EXTRACTED RECORDS START

PR #526, opened 2020-03-24
Mmt 2054

jdf-eos:
Removed Neat Gem which is no longer supported. Provided a simpler replacement package to perform the essential calculations for the CSS grid.

### DIFF
--- a/app/assets/stylesheets/components/_callout-box.scss
+++ b/app/assets/stylesheets/components/_callout-box.scss
@@ -3,13 +3,21 @@
 \* ===================================================== */
 
 .eui-callout-box {
-  @include span-columns(4);
+  float: left;
+  display: block;
+  margin-right: neat-gutter-width();
+  width: neat-span-width(4);
   box-sizing: border-box;
   background-color: $white;
   margin-left: 0;
   margin-right: 5%;
   max-width: 294px; // Max width to handle rows with less than 3 callout boxes
   min-height: 400px;
+  
+}
+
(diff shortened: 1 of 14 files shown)


app/assets/stylesheets/layout/_grid.scss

EXTRACTED RECORDS END

**WORK INSTRUCTIONS:**
All of the data, from the first line to the last, should be written out exactly.

**TASK RESPONSE:**
PR #526, opened 2020-03-24
Mmt 2054

jdf-eos:
Removed Neat Gem which is no longer supported. Provided a simpler replacement package to perform the essential calculations for the CSS grid.

### DIFF
--- a/app/assets/stylesheets/components/_callout-box.scss
+++ b/app/assets/stylesheets/components/_callout-box.scss
@@ -3,13 +3,21 @@
 \* ===================================================== */
 
 .eui-callout-box {
-  @include span-columns(4);
+  float: left;
+  display: block;
+  margin-right: neat-gutter-width();
+  width: neat-span-width(4);
   box-sizing: border-box;
   background-color: $white;
   margin-left: 0;
   margin-right: 5%;
   max-width: 294px; // Max width to handle rows with less than 3 callout boxes
   min-height: 400px;
+  
+}
+
(diff shortened: 1 of 14 files shown)


app/assets/stylesheets/layout/_grid.scss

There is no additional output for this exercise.